• Exercise brief: Search the data for the word "synonymous". Reproduce every line where it is found.
········
PR #12869, opened 2021-12-10
Renames Yogstation to YogsBox

nmajask:

Renames Yogstation to YogsBox in, hopefully, the map vote and internally, as that is what everyone refers to it as and naming it after the server probably isn't the best idea. Will probably cause merge conflicts, but it shouldn't be hard to fix. Untested, should work.

# Wiki Documentation

If Box is referred to as Yogstation, it should be changed to YogsBox. 

# Changelog

:cl:  
tweak: Yogstation has been renamed to YogsBox
/:cl:


nmajask:
Oh, I forgot to not commit the tail whitespace changes

patpol4 (approved):
This is most likely fine

alexkar598:
Cornflakes

nmajask:
> Cornflakes

Sorted

adamsong (changes requested):
Revert your changes to tails.dm

Hopekz:
Literally no point in doing this and people playing here for years know this map as yogstation

UselessTheremin:
> Literally no point in doing this and people playing here for years know this map as yogstation

what about new players

Hopekz:
> what about new players

What do you think this PR does for new players?

All this PR is doing is changing the name of a map, something that will only effect people that know what this map is called.

patpol4:
Makes the word boxstation less synonymous with the word yogstation, good change just for that.

Hopekz:
> Makes the word boxstation less synonymous with the word yogstation, good change just for that.


Oh this is one of those yogdev moments.
Didn't realize this was an anti-box PR until you said that and when you take away the anti-box energy this PR is just a seemingly pointless name change. 

Not even sure what the vision is here anymore but if renaming a map gets you closer to it I guess it should be done?

Are any other maps being renamed to the yogs[name] syntax or is this just going to apply to box because of the recent drama? Like YogsKilo

JamieD1:
Missed a trick calling it YogBox. But also this feels extremely pointless. People know its box already. I dont know to be honest.

Cartlord:
Actually, when I got here it was days - might've been weeks - before I realized it was just your name for BoxStation. Good change.

adamsong:
In common usage the map is referred to as box, so why isn't the official name that?

And how is this an anti-box pr? It just clears up some ambiguity surrounding the term "yogstation"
········
• Task response:
Makes the word boxstation less synonymous with the word yogstation, good change just for that.
> Makes the word boxstation less synonymous with the word yogstation, good change just for that.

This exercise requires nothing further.